What are your thoughts on differences in “breach definition” under GDPR?
There is no difference in the definition of a breach. GDPR defines a “personal data breach” in Article 4(12) as: “A breach of security leading to the accidental or unlawful destruction, loss, alteration, unauthorised. disclosure of, or access to, personal data transmitted, stored or otherwise processed.”
What should be clear is that a breach is a type of security incident. However, there is a difference in the breach notification rules. So if you suffer a breach, the U.K. requires 72 hour notification and The Netherlands requires immediate notification. Those are the two extremes. Each EU member state has defined their own notification rules from immediate to 72 hours, which greatly complicates matters for your network and security operations teams.
Incident management processes need to account for each of the member states’ requirements and ensure that the legal or compliance teams deal with the actual breach notification.
Is there a good way to erase all data to respond to a right to be forgotten request? That person could be anywhere in any data sets.
That is why GDPR is such a challenge. Applications need to be rebuilt with security and process features to track how data is being used, when it is collected, relate it back to consent collection data, and make it easy to find for inquiries or right-to-be-forgotten requests. Most applications will need to be redesigned to accommodate this, and process controls preventing exporting and off-purpose processing will need to be put in place.
How can you manage interaction with European customers when you sell internationally and don’t specifically target them? When do you have to start thinking about GDPR in this process?

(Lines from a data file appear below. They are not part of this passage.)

PR #4419, opened 2023-10-01
M600: reduce stack usage

gudnimg:
To handle power panic in M600 we started saving relevant data at the start of M600 gcode in RAM (starting with 3.13.2). We are currently also saving the same data within `gcode_M600()` which is saved on the stack. I propose we just use the data already saved in SRAM to reduce stack usage.

Change in memory:
Flash: -64 bytes
SRAM: 0 bytes


3d-gussner (approved):
Looks good to mea and MK404 Test passed :heavy_check_mark:

PR #4420, opened 2023-10-01
PFW-1543 Save print type in EEPROM

gudnimg:
Small step forward to support USB prints.

### DIFF
--- a/Firmware/eeprom.h
+++ b/Firmware/eeprom.h
@@ -134,7 +134,9 @@ static_assert(sizeof(Sheets) == EEPROM_SHEETS_SIZEOF, "Sizeof(Sheets) is not EEP
 | 0x0F95 3989 | char    | EEPROM_FILENAME                       | ???          | ffh 255               | Power Panic Filename                              | ???          | D3 Ax0f95 C8
 | 0x0F91 3985 | unint32 | EEPROM_FILE_POSITION                  | ???          | ff ff ff ffh          | Power Panic File Position                         | ???          | D3 Ax0f91 C4
 | 0x0F8D 3981 | float   | EEPROM_UVLO_CURRENT_POSITION_Z        | ???          | ff ff ff ffh          | Power Panic Z Position                            | ^            | D3 Ax0f8d C4
-| 0x0F8C 3980 | ???     | EEPROM_UVLO_UNUSED_001                | ???          | ffh 255               | Power Panic _unused_                              | ^            | D3 Ax0f8c C1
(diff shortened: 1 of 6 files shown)


Firmware/eeprom.h
```diff
@@ -134,7 +134,9 @@ static_assert(sizeof(Sheets) == EEPROM_SHEETS_SIZEOF, "Sizeof(Sheets) is not EEP
 | 0x0F95 3989 | char    | EEPROM_FILENAME                       | ???          | ffh 255               | Power Panic Filename                              | ???          | D3 Ax0f95 C8
 | 0x0F91 3985 | unint32 | EEPROM_FILE_POSITION                  | ???          | ff ff ff ffh          | Power Panic File Position                         | ???          | D3 Ax0f91 C4
 | 0x0F8D 3981 | float   | EEPROM_UVLO_CURRENT_POSITION_Z        | ???          | ff ff ff ffh          | Power Panic Z Position                            | ^            | D3 Ax0f8d C4
-| 0x0F8C 3980 | ???     | EEPROM_UVLO_UNUSED_001                | ???          | ffh 255               | Power Panic _unused_                              | ^            | D3 Ax0f8c C1
+| 0x0F8C 3980 | uint8   | EEPROM_UVLO_PRINT_TYPE                | 00h 0        | ffh 255               | Power Panic print type: SD                        | ???          | D3 Ax0f8c C1
+| ^           | ^       | ^                                     | 01h 1        | ffh 255               | Power Panic print type: USB                       | ^            | ^
```
3d-gussner: replace `ffh 255`  with `^` here and below.

3d-gussner (changes requested):
Minor change in eeprom documentation.
Renaming some functions to be more consistent.
Maybe add `M118 A1 uvlo_triggered` when power panic triggers replace `MSG_INT4[] PROGMEM = "INT4";` ? Or something else that is faster?
Also add `M118 A1 uvlo_recover`or similar to notify host, when its connects to the printer?
Tested on MK404 and it looks correct.

Firmware/eeprom.h
gudnimg: Done

gudnimg:
> Maybe add `M118 A1 uvlo_triggered` when power panic triggers replace `MSG_INT4[] PROGMEM = "INT4";` ? Or something else that is faster?

Printing onto serial directly in the interrupt handler is the fastest way. I would want to avoid executing gcodes in power panic if possible.

What's wrong with using `SERIAL_ECHOLNRPGM(MSG_INT4);`? Do we want something like `"//INT4"` with the `"//"`? If so I propose we check if it's a USB print and add the `"//"`.

3d-gussner:
No need to change "INT4" anymore.

3d-gussner (approved):
Tested on MK404
- SD print :heavy_check_mark: 
- USB print :heavy_check_mark:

There is no issue with browsing to a site, but as soon as you start collecting the personal data you come into scope of GDPR. So placing a tracking cookie on the end-user’s browser is technically collecting personal data.

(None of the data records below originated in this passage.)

PR #4427, opened 2023-10-05
optimisation: stepper: make `dda_isteps_t` an array

gudnimg:
This way we can loop through it with a for-loop
and save some code size

### DIFF
--- a/Firmware/stepper.cpp
+++ b/Firmware/stepper.cpp
@@ -110,12 +110,8 @@ block_t *current_block;  // A pointer to the block currently being traced
 //static makes it inpossible to be called from outside of this file by extern.!
 
 // Variables used by The Stepper Driver Interrupt
-static unsigned char out_bits;        // The next stepping-bits to be output
-static dda_isteps_t
-               counter_x,       // Counter variables for the bresenham line tracer
-               counter_y,
-               counter_z,
-               counter_e;
+static unsigned char out_bits;         // The next stepping-bits to be output
+static dda_isteps_t counter[NUM_AXIS]; // Counter variables for the bresenham line tracer
 volatile dda_usteps_t step_events_completed; // The number of step events executed in the current block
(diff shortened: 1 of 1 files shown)


Firmware/stepper.cpp
```diff
@@ -393,18 +389,20 @@ FORCE_INLINE void stepper_next_block()
     }
 
     if (current_block->flag & BLOCK_FLAG_DDA_LOWRES) {
-      counter_x.lo = -(current_block->step_event_count.lo >> 1);
-      counter_y.lo = counter_x.lo;
-      counter_z.lo = counter_x.lo;
-      counter_e.lo = counter_x.lo;
+      const int16_t value = -(current_block->step_event_count.lo >> 1);
+      for (uint8_t axis = 0; axis < NUM_AXIS; axis++)
```
DRracer, line 393: you can even iterate from the back which saves 2-4 bytes more
```
for (uint8_t axis = NUM_AXIS-1; axis >=0 ; --axis){
    counter[axis].lo = value;
}
```
Caches and memory ordering is not an issue on the AVR IMHO

DRracer (approved):
:thinking: most of the savings in this PR come from setting `counter_*` variables in loops. The rest is just a mechanical rewrite to match the proposed "array" principle.

I'm surprised that the compiler understood the intent and actually saved something while not breaking the rest of the code.

Firmware/stepper.cpp
Ro3Deee: what about this, using postdecrementation :
`for (uint8_t axis = NUM_AXIS; axis-- ; ){`
`    counter[axis].lo = value;`
`}` ?

3d-gussner: @petrubecheru Thanks but compiling with `PF-build.sh` the usage of Flash and RAM are the same before and after.

PR #4429, opened 2023-10-05
PFW-1525 Add `Set Ready`menu

### LINKED ISSUE #4412: "Set Ready" Prusa Connect button in menu of MK3
A button to pass "set ready" to PrusaConnect in order to continue on the print queue would be needed on the menu of the physical printer if the printer and the PC are separated by each other. In my case the printers are in another room. So, if I wated to see if everthing was alright I would clean up the printer, run back to the PC, set the printer ready in connect, back to the printer, have a look and be back again. 
A simple "set ready" in the info screen where eg "unload filament"resides would perfectly do.

**MMU Upgrade** - [e.g. MMU2S, MMU2, MMU1]

3d-gussner:
Translation in 2nd part to prevent conflicts with other PRs

Menu `Set Ready`
Shown
- [X] After reboot or start
- [X] After finished print
- [X] After print stop

Hidden
- [X] While SD printing
- [X] While USB printing

When menu selected a serial message `// action:printer_ready` is sent and Menu is hidden :heavy_check_mark: 

- [X] `Set Ready` via gcode `M72 S[1|0]` from PrusaConnect or PrusaLink

- [ ]  Update RepRap Wiki `M72`


Firmware/cmdqueue.cpp
```diff
@@ -479,9 +479,10 @@ void get_command()
             allow_when_stopped = true;
 
         // Handle the USB timer
-        if ((*cmd_start == 'G') && !(IS_SD_PRINTING))
+        if ((*cmd_start == 'G') && !(IS_SD_PRINTING)) {
             usb_timer.start();
-
+            printer_state = 3; //set printer state busy printing to hide LCD menu and report correctly M862.7 Q while USB printing
```
gudnimg: I think it would be nice to use `enum` or` enum class` instead of magic numbers.

Firmware/ultralcd.cpp
```diff
@@ -5191,7 +5200,9 @@ static void lcd_main_menu()
     } else if (!Stopped) {
         MENU_ITEM_SUBMENU_P(_i("Preheat"), lcd_preheat_menu);////MSG_PREHEAT c=18
     }
-
+    if (printer_state == 0) {
```
gudnimg: I feel this menu item should be hidden if there is no host connected/enabled. Can we check that somehow?

If user has no remote host and uses only SD card this menu won’t do anything. In that case I think we should try minimize amount of menu items to simplify the user interface.

Firmware/cmdqueue.cpp
3d-gussner: Agreed, but i would like to change that later to cover more.

Firmware/ultralcd.cpp
3d-gussner: Right, there will be a new USB PrusaLink connected state to be checked. It have been better to start with that.
BTW the `Set Ready`on MK4 is atm also shown even without LAN/WiFi connected.

Firmware/Marlin.h
```diff
@@ -319,6 +319,8 @@ bool printJobOngoing();
 
 bool printer_active();
 
+extern uint8_t printer_state;
```
DRracer: please avoid externs, make Setter and Getter functions

Firmware/Marlin_main.cpp
```diff
@@ -519,6 +519,15 @@ bool __attribute__((noinline)) printer_active() {
...
 }
 
+//!@brief printer_state
+//!printer state state
+//!0 = unknown or finished print
+//!1 = printer ready for next print
+//!2 = printer SD printing
+//!3 = printer USB printing
+//!@endcode
+uint8_t printer_state=0;
```
DRracer: make it an enum

Firmware/Marlin_main.cpp
```diff
@@ -7875,6 +7884,8 @@ SERIAL_PROTOCOLPGM("\n\n");
       - M862.3 { P"<model_name>" | Q }
       - M862.4 { P<fw_version> | Q }
       - M862.5 { P<gcode_level> | Q }
+      - M862.6 Not used but reserved
+      - M862.7 { P<0|1> | Q } 0 = Printer not ready for next print (default), 1 = Printer is ready for next print , 2 = Printer busy printing
```
DRracer: please check Buddy FW if M862.7 is not used for anything else

DRracer: I don't like using M862.x for setting stuff

3d-gussner:
@DRracer @gudnimg Please review again. I don't know if the TOGGLE menu is a good idea as in Buddy firmware it is one menu but that is grayed out or not

Firmware/Marlin.h
```diff
@@ -316,6 +316,19 @@ bool printJobOngoing();
...
+    NotReady = 0,
+    IsReady = 1,
+    Idle = 2,
+    SDPrintingFinished = 3,
+    HostPrintingFinished = 4,
+    IsSDPrinting = 5,
+    IsHostPrinting = 6,
+};
+
+extern PrinterStatus printer_status;
```
DRracer: please do not add new extern variables :pray:

DRracer (dismissed):
- please don't add new extern variables
- I'm not sure about using M862.7 for querying the state, I'd advise using `M72 Q` for reporting the state

other than that, this PR looks ok

Firmware/ultralcd.cpp
```diff
@@ -5121,6 +5121,16 @@ static void lcd_sheet_menu()
...
 }
 
+//! @brief Set printer state
+//! Sets the printer state for next print via LCD menu
+//! @endcode
+static void lcd_printer_status_toggle()
+{
+    if (printer_status == PrinterStatus::NotReady) printer_status = PrinterStatus::IsReady;
+    else printer_status = PrinterStatus::NotReady;
+    enquecommandf_P(PSTR("M118 A1 action:%s"), (printer_status == PrinterStatus::NotReady) ? "not_ready" : "ready");
```
gudnimg: Optimisation idea:

Please add to `messages.cpp/h`:

```c
const char MSG_OCTOPRINT_NOT_READY[] PROGMEM_N1 = "// action:not_ready"; ////
const char MSG_OCTOPRINT_READY[] PROGMEM_N1 = "// action:ready"; ////
```

And change:
`enquecommandf_P(PSTR("M118 A1 action:%s"), (printer_status == PrinterStatus::NotReady) ? "not_ready" : "ready");` 
into:
`enquecommandf_P(PSTR("M118 %S"), (printer_status == PrinterStatus::NotReady) ? MSG_OCTOPRINT_NOT_READY : MSG_OCTOPRINT_READY);`

Change in memory:
Flash: +16 bytes
SRAM: -10 bytes

Note that `"not_ready" : "ready"` without `PSTR()` will use up SRAM instead of Flash. Note that for PROGMEM strings you must use `%S` instead of `%s`

Firmware/cmdqueue.cpp
```diff
@@ -479,9 +479,10 @@ void get_command()
             allow_when_stopped = true;
 
         // Handle the USB timer
-        if ((*cmd_start == 'G') && !(IS_SD_PRINTING))
+        if ((*cmd_start == 'G') && !(IS_SD_PRINTING)) {
```
gudnimg: should `!(IS_SD_PRINTING)`  be `printer_status != PrinterStatus::IsSDPrinting`?

Firmware/ultralcd.cpp
```diff
@@ -5193,7 +5203,9 @@ static void lcd_main_menu()
     } else if (!Stopped) {
         MENU_ITEM_SUBMENU_P(_i("Preheat"), lcd_preheat_menu);////MSG_PREHEAT c=18
     }
-
+    if (printer_status < PrinterStatus::IsSDPrinting) {
```
gudnimg: ~~Shouldn't this be `printer_status != PrinterStatus::IsSDPrinting`? I think that will read more clearly what the intention is with the code.~~

Another solution is to update `printJobOngoing()` to check for `PrinterStatus::IsSDPrinting` and `PrinterStatus::IsHostPrinting`. But then again, maybe `PrinterStatus::IsSDPrinting` can replace `IS_SD_PRINTING`?

This is something we also discussed before. Why have both `IS_SD_PRINTING` and `PrinterStatus::IsSDPrinting`?

gudnimg: Also how does `M79` come into this now that we have it?

Firmware/Marlin.h
gudnimg: Adding here the discussion we had two weeks ago:

Do not add new `extern` variables.

Instead create "get" and "set" functions. Preferably in a new file like `printer_status.cpp/h` or somewhere else than `Marlin.h`.

Then define `PrinterStatus printer_status` in the cpp file and use `static` keyword. I have something like this in mind:

```cpp
// cpp file
static PrinterStatus printer_status;

PrinterStatus GetPrinterStatus() {
    return printer_status;
}

PrinterStatus SetPrinterStatus(PrinterStatus status) {
    printer_status = status;
}
```

```cpp
// header file
enum class PrinterStatus : uint8_t
{
    NotReady = 0,
    IsReady = 1,
    Idle = 2,
    SDPrintingFinished = 3,
    HostPrintingFinished = 4,
    IsSDPrinting = 5,
    IsHostPrinting = 6,
};

PrinterStatus GetPrinterStatus();
PrinterStatus SetPrinterStatus(PrinterStatus status);
```

Firmware/ultralcd.cpp
3d-gussner: > Also how does M79 come into this now that we have it?

The LCD menu Set Ready [Yes|No]  is only shown when the M79 host timer is running

3d-gussner:
@gudnimg please review again

Firmware/ultralcd.cpp
```diff
@@ -5194,7 +5205,13 @@ static void lcd_main_menu()
...
         MENU_ITEM_SUBMENU_P(_i("Preheat"), lcd_preheat_menu);////MSG_PREHEAT c=18
     }
-
+    if (GetPrinterState() < PrinterState::IsSDPrinting && M79_timer_get_status()) {
+        if(GetPrinterState() == PrinterState::IsReady) {
+            MENU_ITEM_TOGGLE_P(_T(MSG_SET_READY), _T(MSG_NO), lcd_printer_status_toggle);
+        } else {
+            MENU_ITEM_TOGGLE_P(_T(MSG_SET_READY), _T(MSG_YES), lcd_printer_status_toggle);
+        }
+    }
```
gudnimg: Nitpick, this comment doesnt block this PR... but I think this would be more readable: (it doesnt cost any extra memory)

```cpp
if (M79_timer_get_status()) {
        switch (GetPrinterState())
        {
        case PrinterState::IsReady:
            MENU_ITEM_TOGGLE_P(_T(MSG_SET_READY), _T(MSG_NO), lcd_printer_status_toggle);
            break;
        case PrinterState::NotReady:
        case PrinterState::Idle:
        case PrinterState::SDPrintingFinished:
        case PrinterState::HostPrintingFinished:
            MENU_ITEM_TOGGLE_P(_T(MSG_SET_READY), _T(MSG_YES), lcd_printer_status_toggle);
            break;
        default:
            break;
        }
    }
```

Firmware/ultralcd.cpp
```diff
@@ -901,6 +901,7 @@ void lcd_commands()
 			pid_temp = DEFAULT_PID_TEMP;
 			lcd_commands_step = 0;
 			lcd_commands_type = LcdCommands::Idle;
+            SetPrinterState(PrinterState::Idle);
```
gudnimg: Isn't this missing in more places? For example after first layer calibration is done, thermal model calibration etc.

`lcd_commands_type = LcdCommands::Idle;` is used in more places.

gudnimg (approved):
I find the new print states a bit questionable since they are not used everywhere for example `card.sdprinting` is still being used.

But I will approve the PR continue working on this with new PRs.

gudnimg:
@3d-gussner Looking at the translation PR, it seems `M862.7` is missing? Not sure if that was intentional.

3d-gussner:
The state can be checked with M72 without parameters.

Firmware/ultralcd.cpp
```diff
@@ -5191,7 +5206,13 @@ static void lcd_main_menu()
     } else if (!Stopped) {
         MENU_ITEM_SUBMENU_P(_i("Preheat"), lcd_preheat_menu);////MSG_PREHEAT c=18
     }
-
+    if (GetPrinterState() < PrinterState::IsSDPrinting && M79_timer_get_status()) {
```
DRracer, line 5208: Based on this statement, the order / numerical values of PrinterState members is important. A big warning should be added to the structure so that no one tries to reorder the items arbitrarily.

DRracer (changes requested):
just document the importance of PrinterState items' ordering, otherwise ok

DRracer (approved):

Geo-fencing your website – so potential customers from IP addresses in the EU – can help. Equally, directing those customers automatically to a local site that is set up to comply with GDPR can help as part of the overall process.

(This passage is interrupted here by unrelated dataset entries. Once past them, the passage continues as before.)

PR #4432, opened 2023-10-07
Fix `FW_COMMIT_HASH` compiler warning

gudnimg:
On my end, the default length for the abbreviated commit hash is 9 characters and won't fit into `uint32_t`.

To fix this I propose to change `FW_COMMIT_HASH` into a string and create preprocessor symbol for the string length so that it's known at compile time.

If the string should be longer or shorter then only `FW_COMMIT_HASH_LENGTH` needs to be configured on the CMake side

- [ ] Cherry-pick PR to MK3_3.13.2

### DIFF
--- a/cmake/ProjectVersion.cmake
+++ b/cmake/ProjectVersion.cmake
@@ -87,6 +87,12 @@ ENDIF()
 
 set(PROJECT_VERSION "${PROJECT_VERSION_MAJOR}.${PROJECT_VERSION_MINOR}.${PROJECT_VERSION_REV}.${PROJECT_VERSION_TWEAK}")
 
+# Define a constant length for the commit hash
+set(FW_COMMIT_HASH_LENGTH 9)
+
+# Create fallback value with constant length
+string(REPEAT "0" ${FW_COMMIT_HASH_LENGTH} FW_COMMIT_HASH_UNKNOWN)
+
 function(resolve_version_variables)
   if(FW_COMMIT_DSC)
     return()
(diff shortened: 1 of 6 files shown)


gudnimg:
The function `FW_VERSION_HASH_P()` isn't called anywhere yet. Is it supposed to be in M115?

cmake/ProjectVersion.cmake
```diff
@@ -87,18 +87,30 @@ ENDIF()
 
 set(PROJECT_VERSION "${PROJECT_VERSION_MAJOR}.${PROJECT_VERSION_MINOR}.${PROJECT_VERSION_REV}.${PROJECT_VERSION_TWEAK}")
 
+# Define a constant length for the commit hash
+set(FW_COMMIT_HASH_LENGTH 9)
+
+# Create fallback value with constant length
+string(REPEAT "0" ${FW_COMMIT_HASH_LENGTH} FW_COMMIT_HASH_UNKNOWN)
```
vintagepc, line 94: This is at odds with/will get clobbered by line 94-ish of CMakeLists.txt.

gudnimg: You're right, I missed it. Will look into it.

gudnimg:
@vintagepc the last commit seems to have resolved the static assert :) 

There is still an issue with the Github Action. The runner doesn't detect `git`. It's unrelated to this PR but I don't see why this is happening. The Ubuntu version we're using should have Git included according to Github.

I've tried to run the Workflow via Docker on Windows using https://github.com/nektos/act but no luck so far.

image

gudnimg:
Fixed the issue with the git description command. The problem was not that git command wasn't found, our script is just interpreting the error that way :) 
image

3d-gussner:
We can shorten the hash to 8 chars with `--abbrev=8` in https://github.com/gudnimg/Prusa-Firmware/blob/fix-compiler-warning-sha/cmake/GetGitRevisionDescription.cmake#L353.

gudnimg:
> We can shorten the hash to 8 chars with `--abbrev=8` in https://github.com/gudnimg/Prusa-Firmware/blob/fix-compiler-warning-sha/cmake/GetGitRevisionDescription.cmake#L353.

Note that `git_head_commit_data(FW_COMMIT_DATE "%ct")` is using the same function. We would need to create a new function.

I think having the data as a string (`char *`) in the firmware is better than `uint32_t`, because then we don't need to convert the `uint32_t` to hexidecimal at runtime.

3d-gussner:
Okay. Is the other comment resolved?

gudnimg:
> Okay. Is the other comment resolved?

Yeah https://github.com/prusa3d/Prusa-Firmware/pull/4432/commits/69e06bac8416f620763b2499c2cffcb94c35c0a5 resolved it. Github always failed to build before that fix because I added a new `static_assert` which checks the string length is correct.

3d-gussner (approved):
Tested and works well. No warnings.

3d-gussner:
@vintagepc Can we merge it?

PR #4442, opened 2023-10-11
Update Italian

3d-gussner:


wavexx (approved):

leptun:
@3d-gussner Is there any other change necessary for IT or is this all that was needed?

3d-gussner:
I don't think so. If we can always update it later

leptun:
Oke. Marking IT as complete in the diacritics tasks table. If we make any other PR, please add it to that table as well for reference

PR #4452, opened 2023-10-17
PFW-1460 Part1: Fix PF-build.sh with new cmake

3d-gussner:
Same as MK3_3.13.2 branch


Firmware/Configuration.h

So if we aren’t marketing to EU citizens but they find our website on the internet, we have to prevent them from signing up or donating?
No, but you may want a general acceptable use policy.
What is the best approach for tackling friction between vendors, software developers and risk assessors with regards to false positives?
False positives are not directly related to GDPR, but you should have general requirements for technical and procedural controls with your vendors along with SLAs, as mentioned above. For vulnerability requirements, an approach similar to
that of PCI is a good methodology, where certain vulnerability classes have higher requirements for remediation than others.
I’ve read conflicting information about whether or not an IP address is considered personal data. Given that counter-intrusion software often uses IP address to mitigate attacks, how does the GDPR affect those security systems?
It can be considered identifying information, but alone it is less sensitive. An IP address can be personal data in some circumstances, such as when it’s linked to a login for a unique personal account. But the IP address of a corporate website or server, router or infrastructure on its own would not be personal data.